# plural subjects in existential clauses



## Gavril

Iltaa,

The plural subject of an existential sentence is often in the partitive:

_Portin läpi ryntäsi sotilaita _"Soldiers stormed through the gate"

In this case, the subject is indefinite (the soldiers haven't been mentioned before) and its number is unknown (we don't know exactly how many soldiers there are).

But, would the partitive plural be appropriate in the following cases?

- Definite subject:

"Through the gate stormed the soldiers." (This is a group of soldiers who have been introduced somewhere earlier in the narrative.)

Would this phrase be translated _Portin läpi ryntäsi sotilaita_ or _Portin läpi ryntäsivät sotilaat_?

- An indefinite subject that has a pre-determined quantity:

"On the horse was a brand-new pair of reins." = _Hevosella oli aivan uusia ohjaksia _or _Hevosella oli aivan uudet ohjakset_?

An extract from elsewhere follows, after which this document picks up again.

PR #44691, opened 2023-10-22
Disable all release jobs destined for `build05`

bradmwilliams:
This PR will disable all jobs destined for the `build05` cluster, as determined by this logic:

- An indefinite plurale tantum subject (one that always appears in the plural):

"A wedding was taking place in the nearby grove." = _Läheisessä lehdossa oli meneillään häitä _or _Läheisessä lehdossa olivat meneillään häät_?


Kiitos!


----------



## Grumpy Old Man

The partitive plural is wrong in all the three cases you mention. "Valjaat" is possible instead of "ohjakset".


----------



## DrWatson

Gavril said:


> - An indefinite plurale tantum subject (one that always appears in the plural):
> 
> "A wedding was taking place in the nearby grove." = _Läheisessä lehdossa oli meneillään häitä_


This is possible, but *only if* the meaning is ”There were (multiple) weddings taking place in the nearby grove.” However, in the meaning you suggest_ Läheisessä lehdossa olivat meneillään häät_ is the only option.


----------



## hui

Gavril said:


> "A wedding was taking place in the nearby grove." = _Läheisessä lehdossa oli meneillään häitä _or _Läheisessä lehdossa olivat meneillään häät_?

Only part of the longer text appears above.